• _TASK INSTRUCTIONS_
Please state how many lines of the data below contain the word "which", offering nothing besides the number.

⟨

PR #3046, opened 2026-02-27
feat: typed block properties

AidanMars2:
## Proposed changes
This PR adds typed properties for all blocks using codegen.
Example:
```java
Block piston = Block.PISTON;
Block extended = piston.withProperty(Property.PISTON_EXTENDED, true);
assertTrue(extended.getProperty(Property.PISTON_EXTENDED));
Block facingEast = block.withProperty(Facing.EAST); // utility function intended for use with hard coded property values
assertEquals(Facing.EAST, facingEast.getProperty(Property.FACING));
```

## Types of changes

- [ ] Bug fix (non-breaking change which fixes an issue)

## Checklist

### Enum merging
The generator merges all enums that are a subset of another enum into that enum. 

If multiple properties have the same values, they use a single enum and that enum uses a hard coded combined property name for the enum. If no combined name exists, the generator throws an easily debuggable exception.
This currently only applies to the property names: `north`, `east`, `south`, and `west`, using the combined name `side`.
I tried to autogenerate such combined names, but that ended up with weird results.

### Naming
The generator tries to find a common sequence of words in the IDs of the blocks associated with each property and concatenates that with the property name. For boolean and integer properties, the process ends here.
For enum properties, the generator can decide to split some blocks off to up to 2 enum/property pairs. This currently only applies to `WallSide`+`PaleMossCarpetSide` and `ButtonFace`+`LeverFace`+`GrindStoneFace`.

If any names collide after this, they are prefixed with the values the enum contains. This currently only applies to `TopBottomHalf`+`UpperLowerHalf`.


mudkipdev:
When I [did this](https://gist.github.com/mudkipdev/55d047bbc42a185e95578e01bacc67c5), I split up the enums and properties code generation into separate steps. An example of the generated JSON would be:

```json
{
    "enums": {
        "Axis": [
            "x",
            "y",
            "z"
        ]
    },
    "properties": {
        "horizontal_axis": {
            "name": "axis",
            "type": "enum",
            "enum": "Axis",
            "properties": ["x", "z"]
        },
        "axis": {
            "name": "axis",
            "type": "enum",
            "enum": "Axis"
        }
    }
}
```

This is because Minecraft can use the same enum type for multiple properties:

```java
enum Axis {
    X, Y, Z
}

public static final EnumProperty<Direction.Axis> HORIZONTAL_AXIS = EnumProperty.create("axis", Direction.Axis.class, Direction.Axis.X, Direction.Axis.Z);
public static final EnumProperty<Direction.Axis> AXIS = EnumProperty.create("axis", Direction.Axis.class);
// both properties are "axis", but first one only accepts X/Z
```

Also, it seems like you are generating the enum names from the property names, then adding stuff in the beginning so they don't collide. (example: Mojang has `DoubleBlockHalf` and `Half`, you have `UpperLowerHalf` and `TopBottomHalf` instead) Why not just derive it from the Mojang name?

```java
public static final EnumProperty<DoubleBlockHalf> DOUBLE_BLOCK_HALF = EnumProperty.create("half", DoubleBlockHalf.class);
public static final EnumProperty<Half> HALF = EnumProperty.create("half", Half.class);
```

It's personal preference but I would propose generating the enums as inner classes. It can continued to be used the same way if you wanted to with static imports.

AidanMars2:
> Why not just derive it from the Mojang name?

The generator is currently only based on block data (from `net.minestom.data`) so I don't have access to the mojang names.

The generator is also perfectly fine with using one enum for multiple properties. It just merges subsets into one property (e.g. `Properties.HORIZONTAL_AXIS` is merged into `Properties.AXIS`) instead of making multiple property fields, but this can be changed.

src/main/java/net/minestom/server/instance/block/property/PropertyEnum.java
```diff
@@ -0,0 +1,25 @@
...
+ * <p>
+ * Implementations are expected to be {@link Enum}s
+ */
+public interface PropertyEnum {
+    /**
+     * @return the property this enum is associated with, or null if it's associated with multiple properties.
+     */
+    @Contract(pure = true)
+    @UnknownNullability
+    String property();
```
kermandev:
```suggestion
    String key();
```

src/main/java/net/minestom/server/instance/block/property/PropertyEnum.java
```diff
@@ -0,0 +1,25 @@
...
+
+    /**
+     * @return the string value associated with this enum constant.
+     */
+    @Contract(pure = true)
+    String untypedValue();
```
kermandev:
```suggestion
    String value();
```

src/main/java/net/minestom/server/instance/block/property/PropertyEnum.java
```diff
@@ -0,0 +1,25 @@
...
+import org.jetbrains.annotations.Contract;
+import org.jetbrains.annotations.UnknownNullability;
+
+/**
+ * A property enum, associated with one or more properties in {@link Property}.
+ * Only subsets of values may be valid for some blocks.
+ * <p>
+ * Implementations are expected to be {@link Enum}s
+ */
+public interface PropertyEnum {
```
kermandev: This should probably be in the enum package so it can be sealed, unless you plan on allowing the usecase of custom properties?

src/main/java/net/minestom/server/instance/block/property/Property.java
```diff
@@ -0,0 +1,34 @@
...
+
+    /**
+     * Gets the typed value associated with the untyped string value.
+     *
+     * @param value the untyped value
+     * @return the typed value equivalent of the untyped value
+     * @throws IllegalArgumentException if there is no typed value associated with the untyped value for this property.
+     */
+    @Contract(pure = true)
+    T typedValueOf(String value);
```
kermandev: parse
```suggestion
    T parse(String value);
```
or `valueOf` is also applicable

src/main/java/net/minestom/server/instance/block/property/Property.java
```diff
@@ -0,0 +1,34 @@
...
+
+    /**
+     * Gets the untyped string value associated with the typed value.
+     *
+     * @param value the typed value
+     * @return the untyped value equivalent of the typed value
+     */
+    @Contract(pure = true)
+    String untypedValueOf(T value);
```
kermandev:
```suggestion
    String valueOf(T value);
```

src/main/java/net/minestom/server/instance/block/property/BooleanProperty.java
```diff
@@ -0,0 +1,21 @@
+package net.minestom.server.instance.block.property;
+
+import org.jetbrains.annotations.ApiStatus;
+
+@ApiStatus.Internal
+public record BooleanProperty(String key) implements Property<Boolean> {
```
kermandev:
```suggestion
record BooleanProperty(String key) implements Property<Boolean> {
```

src/main/java/net/minestom/server/instance/block/property/EnumProperty.java
```diff
@@ -0,0 +1,26 @@
+package net.minestom.server.instance.block.property;
+
+import org.jetbrains.annotations.ApiStatus;
+import org.jetbrains.annotations.Nullable;
+
+import java.util.function.Function;
+
+@ApiStatus.Internal
+public record EnumProperty<T extends PropertyEnum>(
```
kermandev:
```suggestion
record EnumProperty<T extends PropertyEnum>(
```

src/main/java/net/minestom/server/instance/block/property/IntegerProperty.java
```diff
@@ -0,0 +1,21 @@
+package net.minestom.server.instance.block.property;
+
+import org.jetbrains.annotations.ApiStatus;
+
+@ApiStatus.Internal
+public record IntegerProperty(String key) implements Property<Integer> {
```
kermandev:
```suggestion
record IntegerProperty(String key) implements Property<Integer> {
```

src/main/java/net/minestom/server/instance/block/property/Property.java
```diff
@@ -0,0 +1,34 @@
+package net.minestom.server.instance.block.property;
+
+import org.jetbrains.annotations.Contract;
+
+/**
+ * A property associated with some type {@code T}.
+ * Some valid values for {@code T} may not be valid for certain blocks.
```
kermandev, line 9: Documentation on usage might be helpful here

src/main/java/net/minestom/server/instance/block/Block.java
```diff
@@ -51,6 +53,35 @@ public sealed interface Block extends StaticProtocolObject<Block>, TagReadable,
...
+
+    /**
+     * Creates a new block with the property associated with the {@code value}
+     *
+     * @param value the typed property value with exactly one associated property
+     * @return a new block with its property changed
+     * @throws IllegalArgumentException if the value is associated with multiple properties,
+     * the property is invalid, or the value is invalid
+     */
+    default <V extends PropertyEnum> Block withProperty(V value) {
```
kermandev:
```suggestion
    default Block withProperty(PropertyEnum value) {
```
The erased version is clearer

src/main/java/net/minestom/server/instance/block/Block.java
```diff
@@ -51,6 +53,35 @@ public sealed interface Block extends StaticProtocolObject<Block>, TagReadable,
...
 
+    /**
+     * Creates a new block with the property {@code property} set to {@code value}.
+     *
+     * @param property the property
+     * @param value    the typed property value
+     * @return a new block with its property changed
+     * @throws IllegalArgumentException if the property or value are invalid
+     */
+    default <V, P extends Property<V>> Block withProperty(P property, V value) {
```
kermandev:
```suggestion
    default <V, P extends Property<? super V>> Block withProperty(P property, V value) {
```
Probably going to be unused bound but should be possible

src/main/java/net/minestom/server/instance/block/Block.java
```diff
@@ -166,6 +197,22 @@ default boolean hasNbt() {
...
 
+    /**
+     * Returns a typed property value from {@link #properties()}.
+     *
+     * @param property the property
+     * @return the typed property value
+     * @throws IllegalArgumentException if the property or the value are invalid.
+     */
+    @Contract(pure = true)
+    default <V, P extends Property<V>> V getProperty(P property) {
```
kermandev:
```suggestion
    default <V, P extends Property<? extends V>> V getProperty(P property) {
```
Probably unused but should be valid.

code-generators/src/main/java/net/minestom/codegen/PropertyGenerator.java
```diff
@@ -0,0 +1,543 @@
...
+        fromPropStringSwitch.add("default -> null;\n");
+
+        final MethodSpec.Builder typedValueOf = MethodSpec.methodBuilder("typedValueOf")
+                .addModifiers(Modifier.PUBLIC, Modifier.STATIC)
+                .addAnnotation(Nullable.class)
+                .addParameter(ParameterSpec.builder(String.class, "value").build())
+                .returns(enumCN).addCode(fromPropStringSwitch.unindent().add("};").build());
+        final MethodSpec.Builder untypedValue = MethodSpec.methodBuilder("untypedValue")
+                .addModifiers(Modifier.PUBLIC)
+                .addAnnotation(Override.class).addAnnotation(NotNull.class)
```
kermandev: NotNull annotations are redundant here, please remove them from autogeneration.

src/autogenerated/java/net/minestom/server/instance/block/property/enums/Facing.java
```diff
@@ -0,0 +1,56 @@
...
+import java.lang.Override;
+import java.lang.String;
+import net.minestom.server.instance.block.property.PropertyEnum;
+import org.jetbrains.annotations.NotNull;
+import org.jetbrains.annotations.Nullable;
+
+/**
+ * AUTOGENERATED by PropertyGenerator
+ */
+public enum Facing implements PropertyEnum {
```
kermandev: Might be worth using BlockFace for this case or not since this is more specialized.

code-generators/src/main/java/net/minestom/codegen/PropertyGenerator.java
```diff
@@ -0,0 +1,543 @@
...
+            return values.prefix();
+        }
+
+        @Override
+        public NamedProperty prefixedValue() {
+            return new NamedProperty(values, property, true);
+        }
+    }
+
+    private record Identifier(String[] words) {
```
kermandev: Consider using a list here, should make it more clear

code-generators/src/main/java/net/minestom/codegen/PropertyGenerator.java
```diff
@@ -0,0 +1,543 @@
...
+    }
+
+    private static class PropertyValues implements NameAllocator.Prefixable<PropertyValues> {
+        final List<String> values;
+        final Map<String, Property> properties = new LinkedHashMap<>();
+        boolean prefixIdentifier = false;
+        @Nullable List<PropertyValues> split = null;
+
+        // -1: unknown, 0: boolean, 1: integer, 2: enum
+        private int type = -1;
```
kermandev: enum instead of magic values

src/main/java/net/minestom/server/instance/block/property/IntegerProperty.java
```diff
@@ -0,0 +1,21 @@
...
+        try {
+            return Integer.valueOf(value);
+        } catch (NumberFormatException _) {
+            throw new IllegalArgumentException(
+                    "'" + value + "' is not a valid integer value for property '" + key + "'");
+        }
+    }
+
+    @Override
+    public String untypedValueOf(Integer value) {
```
kermandev: Might be worth adding a range constraint for some properties.

src/main/java/net/minestom/server/instance/block/Block.java
```diff
@@ -51,6 +53,35 @@ public sealed interface Block extends StaticProtocolObject<Block>, TagReadable,
...
+     * Creates a new block with the property associated with the {@code value}
+     *
+     * @param value the typed property value with exactly one associated property
+     * @return a new block with its property changed
+     * @throws IllegalArgumentException if the value is associated with multiple properties,
+     * the property is invalid, or the value is invalid
+     */
+    default <V extends PropertyEnum> Block withProperty(V value) {
+        final String property = value.property();
+        if (property == null) {
```
kermandev: Returning null here might be more applicable

src/main/java/net/minestom/server/instance/block/Block.java
```diff
@@ -166,6 +197,22 @@ default boolean hasNbt() {
...
+     * Returns a typed property value from {@link #properties()}.
+     *
+     * @param property the property
+     * @return the typed property value
+     * @throws IllegalArgumentException if the property or the value are invalid.
+     */
+    @Contract(pure = true)
+    default <V, P extends Property<V>> V getProperty(P property) {
+        final String stringValue = getProperty(property.key());
+        if (stringValue == null) {
```
kermandev: Returning null might be more applicable here

src/main/java/net/minestom/server/instance/block/Block.java
AidanMars2: The untyped variant of `withProperty` throws an exception if an invalid property is passed to it. Returning null here would be inconsistent with that. The exception here is also easier to debug than returning null and having a `NullPointerException` somewhere else.

src/main/java/net/minestom/server/instance/block/property/PropertyEnum.java
AidanMars2: This would still require a `permits` clause for all property enums, which is cumbersome.

src/main/java/net/minestom/server/instance/block/property/IntegerProperty.java
AidanMars2: This is something I would add if the typed properties got a specific property lookup/modification implementation, but currently it just calls the untyped version internally so it's mostly worthless here.

src/autogenerated/java/net/minestom/server/instance/block/property/enums/Facing.java
AidanMars2: I like that you can just do `Block.PISTON.withProperty(Facing.EAST)`, but I agree that `Direction` has more integration with other parts of the code base. So I don't know about this one yet.

AidanMars2:
> For naming wise if the property cannot be shared, then the `\BlockName\Property` is fine. If the value is shared it should be `Block\Property` or if it becomes a inner class `\Property` is fine.

Can you clarify?

src/main/java/net/minestom/server/instance/block/property/PropertyEnum.java
kermandev: That is true, its probably fine to put the NonExtenable annotation and put it in the docs as to why they arent extendable (Autogenerated)

src/main/java/net/minestom/server/instance/block/Block.java
kermandev: It might be better to split the API more to not allow such key() with null values to represent only the values, instead they may need to be a union like how RedstoneWireSide should be keyed by horizontal directions and then the value has to be a RedstoneWireSide.

AidanMars2: Please elaborate.

kermandev: I was thinking of something like creating a PropertyEnum.Keyed and only implement that interface where its not null, and remove key from PropertyEnum. Then the API should only accepted Keyed properties `withProperty(PropertyEnum.Keyed)`, for this method, and then delegate into a method like `withProperty(String, PropertyEnum)`. Feel free to change the naming or the ordering from this.

Ideally we would also want to type the String from `withProperty(String, PropertyEnum)` to an actual property key instead of accepting anything.

AidanMars2: The current correct way to do that is `withProperty(Property<T>, T)`, which is already typed. `withProperty(PropertyEnum.Keyed)` is reasonable though.

src/main/java/net/minestom/server/instance/block/Block.java
```diff
@@ -51,6 +53,30 @@ public sealed interface Block extends StaticProtocolObject<Block>, TagReadable,
...
+
+    /**
+     * Creates a new block with the property associated with the {@code value}
+     *
+     * @param value the typed property value with exactly one associated property
+     * @return a new block with its property changed
+     * @throws IllegalArgumentException if the value is associated with multiple properties,
+     * the property is invalid, or the value is invalid
+     */
+    default Block withProperty(PropertyEnum.Keyed value) {
```
kermandev: After coming back to this, I had some ideas.

Is `PropertyEnum` useful anymore? You would think there would be a method that accepts it with `Block#withProperty(String, PropertyEnum)`?

But maybe this is a good idea to show that Keyed now is flawed since its equivalent to `Property`. where `value()` is just a shortcut to `valueOf(this)`. Maybe `PropertyEnum.Keyed` is wrong abstraction.

A better idea instead is `PropertyEnum` doesnt need to exist at all and instead typed through a key defined by `EnumProperty`, The derived properties enums would simply be enums.

Would change the API from `Block.Y.withProperty(Enum.A)` to `Block.Y.withProperty(Properties.A, Enum.A)`, So it aligns with all other enums, not just these auto generated ones.

I think keeping the same format instead of making a special case API would make this better and less breaking in the future.

kermandev (commented):
Dont worry about the naming, its okay for now for autogeneration.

⟩

• _EXERCISE SOLUTION_
3